▶ EXTRACTED RECORDS
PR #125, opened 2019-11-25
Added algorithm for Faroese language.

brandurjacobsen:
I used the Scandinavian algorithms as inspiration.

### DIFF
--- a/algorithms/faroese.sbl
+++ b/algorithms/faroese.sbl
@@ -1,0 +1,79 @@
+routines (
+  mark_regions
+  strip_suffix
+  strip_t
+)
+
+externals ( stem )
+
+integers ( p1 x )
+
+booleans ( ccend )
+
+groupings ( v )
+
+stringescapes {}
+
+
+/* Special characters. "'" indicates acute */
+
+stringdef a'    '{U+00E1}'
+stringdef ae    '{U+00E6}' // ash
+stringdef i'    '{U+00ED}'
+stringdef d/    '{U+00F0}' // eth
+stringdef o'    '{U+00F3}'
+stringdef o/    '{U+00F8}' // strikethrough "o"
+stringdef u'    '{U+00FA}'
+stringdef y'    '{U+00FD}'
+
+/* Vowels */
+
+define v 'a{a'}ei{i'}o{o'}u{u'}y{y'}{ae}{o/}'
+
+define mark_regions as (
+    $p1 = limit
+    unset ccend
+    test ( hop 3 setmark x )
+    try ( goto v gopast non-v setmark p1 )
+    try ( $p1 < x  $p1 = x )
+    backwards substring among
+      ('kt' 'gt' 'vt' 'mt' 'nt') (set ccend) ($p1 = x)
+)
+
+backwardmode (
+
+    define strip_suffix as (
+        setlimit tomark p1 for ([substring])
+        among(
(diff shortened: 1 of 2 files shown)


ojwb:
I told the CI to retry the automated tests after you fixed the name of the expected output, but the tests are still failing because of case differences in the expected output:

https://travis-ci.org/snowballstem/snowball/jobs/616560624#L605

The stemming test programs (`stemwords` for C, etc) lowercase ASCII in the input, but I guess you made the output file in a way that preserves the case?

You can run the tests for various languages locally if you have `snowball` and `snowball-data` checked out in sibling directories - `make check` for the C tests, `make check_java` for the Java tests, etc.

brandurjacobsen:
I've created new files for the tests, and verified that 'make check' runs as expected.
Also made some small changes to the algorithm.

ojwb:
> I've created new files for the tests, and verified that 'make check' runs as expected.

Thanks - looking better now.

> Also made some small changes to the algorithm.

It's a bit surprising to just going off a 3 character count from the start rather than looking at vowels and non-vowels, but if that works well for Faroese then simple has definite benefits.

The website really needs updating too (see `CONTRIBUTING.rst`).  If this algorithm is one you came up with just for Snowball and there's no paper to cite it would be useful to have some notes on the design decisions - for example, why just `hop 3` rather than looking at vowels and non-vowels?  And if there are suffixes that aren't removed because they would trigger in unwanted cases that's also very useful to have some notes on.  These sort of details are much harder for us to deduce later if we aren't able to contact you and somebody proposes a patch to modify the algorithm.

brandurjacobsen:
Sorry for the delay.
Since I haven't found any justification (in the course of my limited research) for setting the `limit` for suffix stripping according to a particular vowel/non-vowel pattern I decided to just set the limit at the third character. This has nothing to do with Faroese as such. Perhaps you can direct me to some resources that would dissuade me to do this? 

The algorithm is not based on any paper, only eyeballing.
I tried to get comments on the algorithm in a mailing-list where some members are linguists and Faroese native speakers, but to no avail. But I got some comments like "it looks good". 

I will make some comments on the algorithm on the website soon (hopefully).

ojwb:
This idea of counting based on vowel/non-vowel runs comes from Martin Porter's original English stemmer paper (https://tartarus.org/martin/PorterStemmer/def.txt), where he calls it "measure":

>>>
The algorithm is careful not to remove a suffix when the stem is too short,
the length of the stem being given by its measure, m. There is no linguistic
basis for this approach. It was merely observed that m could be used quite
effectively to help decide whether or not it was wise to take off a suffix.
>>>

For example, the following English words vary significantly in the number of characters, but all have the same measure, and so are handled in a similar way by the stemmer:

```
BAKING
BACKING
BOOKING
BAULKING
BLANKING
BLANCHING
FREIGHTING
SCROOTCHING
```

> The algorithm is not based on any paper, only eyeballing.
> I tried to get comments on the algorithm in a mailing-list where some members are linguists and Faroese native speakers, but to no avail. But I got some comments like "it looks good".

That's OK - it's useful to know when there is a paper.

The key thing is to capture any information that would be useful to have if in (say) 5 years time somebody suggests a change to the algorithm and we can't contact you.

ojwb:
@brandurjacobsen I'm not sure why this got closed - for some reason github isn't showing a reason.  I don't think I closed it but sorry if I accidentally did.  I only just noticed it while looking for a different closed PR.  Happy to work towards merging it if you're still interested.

---

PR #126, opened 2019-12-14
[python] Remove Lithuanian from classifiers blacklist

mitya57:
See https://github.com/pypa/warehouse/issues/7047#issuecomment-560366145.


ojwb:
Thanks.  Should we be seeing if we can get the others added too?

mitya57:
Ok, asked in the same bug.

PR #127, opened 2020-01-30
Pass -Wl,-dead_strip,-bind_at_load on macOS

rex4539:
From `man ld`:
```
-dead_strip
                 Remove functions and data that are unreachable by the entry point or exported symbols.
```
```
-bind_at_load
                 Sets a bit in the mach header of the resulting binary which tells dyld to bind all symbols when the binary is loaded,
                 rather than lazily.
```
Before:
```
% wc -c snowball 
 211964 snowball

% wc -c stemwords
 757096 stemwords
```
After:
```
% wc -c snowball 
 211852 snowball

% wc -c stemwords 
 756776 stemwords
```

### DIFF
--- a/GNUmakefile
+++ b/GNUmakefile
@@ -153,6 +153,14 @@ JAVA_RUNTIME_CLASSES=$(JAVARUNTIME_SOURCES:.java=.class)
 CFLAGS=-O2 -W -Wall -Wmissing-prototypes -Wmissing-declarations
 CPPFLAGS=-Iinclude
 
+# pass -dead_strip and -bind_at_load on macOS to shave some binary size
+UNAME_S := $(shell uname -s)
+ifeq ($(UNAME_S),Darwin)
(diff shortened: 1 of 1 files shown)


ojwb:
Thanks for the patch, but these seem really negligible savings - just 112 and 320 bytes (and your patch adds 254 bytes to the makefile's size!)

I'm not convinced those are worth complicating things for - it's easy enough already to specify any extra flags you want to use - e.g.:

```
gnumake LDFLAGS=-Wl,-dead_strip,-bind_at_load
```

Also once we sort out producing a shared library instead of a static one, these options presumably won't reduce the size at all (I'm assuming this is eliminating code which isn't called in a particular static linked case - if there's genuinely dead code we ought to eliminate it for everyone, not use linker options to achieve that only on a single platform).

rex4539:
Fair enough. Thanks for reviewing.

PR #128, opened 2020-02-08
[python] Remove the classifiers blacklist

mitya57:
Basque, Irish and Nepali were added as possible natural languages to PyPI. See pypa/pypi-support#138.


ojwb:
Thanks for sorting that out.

---

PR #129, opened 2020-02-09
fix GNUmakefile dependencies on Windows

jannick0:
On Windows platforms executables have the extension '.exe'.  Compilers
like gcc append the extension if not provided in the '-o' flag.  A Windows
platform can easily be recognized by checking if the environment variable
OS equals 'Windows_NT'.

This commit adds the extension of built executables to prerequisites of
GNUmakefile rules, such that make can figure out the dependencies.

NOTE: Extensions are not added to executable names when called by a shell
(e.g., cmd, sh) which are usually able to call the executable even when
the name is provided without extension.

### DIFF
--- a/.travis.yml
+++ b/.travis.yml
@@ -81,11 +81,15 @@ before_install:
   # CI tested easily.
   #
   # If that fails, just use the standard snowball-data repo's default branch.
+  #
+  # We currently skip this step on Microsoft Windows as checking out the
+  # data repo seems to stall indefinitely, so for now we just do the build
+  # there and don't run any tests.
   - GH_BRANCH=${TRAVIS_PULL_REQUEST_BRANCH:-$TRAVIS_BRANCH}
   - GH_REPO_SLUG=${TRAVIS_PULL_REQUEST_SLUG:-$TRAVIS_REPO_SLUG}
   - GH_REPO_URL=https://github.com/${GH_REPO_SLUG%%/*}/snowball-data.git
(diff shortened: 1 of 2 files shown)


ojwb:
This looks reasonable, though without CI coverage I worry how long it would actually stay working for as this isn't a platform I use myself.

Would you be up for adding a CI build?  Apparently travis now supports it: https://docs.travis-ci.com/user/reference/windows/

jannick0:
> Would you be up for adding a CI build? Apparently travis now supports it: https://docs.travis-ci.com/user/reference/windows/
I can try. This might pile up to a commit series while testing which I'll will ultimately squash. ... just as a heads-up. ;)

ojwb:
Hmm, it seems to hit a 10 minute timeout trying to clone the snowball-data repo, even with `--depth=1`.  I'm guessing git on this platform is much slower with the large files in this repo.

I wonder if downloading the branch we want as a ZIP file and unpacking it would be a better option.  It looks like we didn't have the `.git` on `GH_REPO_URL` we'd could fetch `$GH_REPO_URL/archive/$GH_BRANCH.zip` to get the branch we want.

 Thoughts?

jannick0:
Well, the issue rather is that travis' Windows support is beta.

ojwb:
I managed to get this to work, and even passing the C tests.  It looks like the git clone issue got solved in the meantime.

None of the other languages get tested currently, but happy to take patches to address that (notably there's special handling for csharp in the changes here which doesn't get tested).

▶ EXERCISE AIM
Copy out each line of the material that holds the word "seems".

▶ TASK RESPONSE
+  # data repo seems to stall indefinitely, so for now we just do the build
Hmm, it seems to hit a 10 minute timeout trying to clone the snowball-data repo, even with `--depth=1`.  I'm guessing git on this platform is much slower with the large files in this repo.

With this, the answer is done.